• [What is needed]:
Work out how many lines in the data hold the word "source", and reply with that number only.

Dataset entries:

PR #3387, opened 2014-05-26
[RFC] Enabling validation that depends on custom ajax

igorsantos07:
This includes a setInterval on yiiactiveform.validate so it can wait for all validations that depends on async functions (such as AJAX callbacks) to finish properly.

Backwards compatibility is maintained, but if there's any custom validation plugin that depends on async callbacks to consider the field is valid or not, it can use a new property called `attribute.validated`. Setting it to `false` will hold validation until it's set to `true` again.

Example:

``` js
attribute.validated = false; //this will make the main function verify if the field finished validation again
var val = myHandler(attribute.value); //this will work on the value and get something else from it
$.ajax({
    url: 'myvalidationserver.com',
    data: { value: val },
    success: function(data) {
        if (!data.valid) {
            messages.push('Boo, invalid stuff!');
        }
        attribute.validated = true; //it will finally stop verifying end of validation procedure in the next verification
    }
});
```

Points to evaluate:
- The interval is 100ms which is just for testing purposes; maybe it should be higher to not stop the browser completely?
- I've not added any documentation on the new "validated" property. I have no idea where this should go, since I started writing client-side validation plugins by copying the framework one's. Is there any guide/help/doc page on how to create your custom validations?
- I've intentionally used weird identation so we can easily see what code has been added without bothering with whitespace changes. Once (if ever) the PR gets positive comments I'll add another commit that fixes identation, so it can be merged :) Who knows, maybe someday GitHub will have a "ignore whitespace" diff option :P*

### DIFF
--- a/framework/web/js/source/jquery.yiiactiveform.js
+++ b/framework/web/js/source/jquery.yiiactiveform.js
@@ -321,20 +321,40 @@
 			settings = $form.data('settings'),
 			needAjaxValidation = false,
 			messages = {};
+
 		$.each(settings.attributes, function () {
 			var value,
 				msg = [];
+
+			this.validated = true;
+			this.finished = true;
+
 			if (this.clientValidation !== undefined && (settings.submitting || this.status === 2 || this.status === 3)) {
 				value = getAFValue($form.find('#' + this.inputID));
 				this.clientValidation(value, msg, this);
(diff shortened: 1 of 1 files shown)


samdark:
Won't be fixed in 1.1.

• [Answer for this exercise]:
2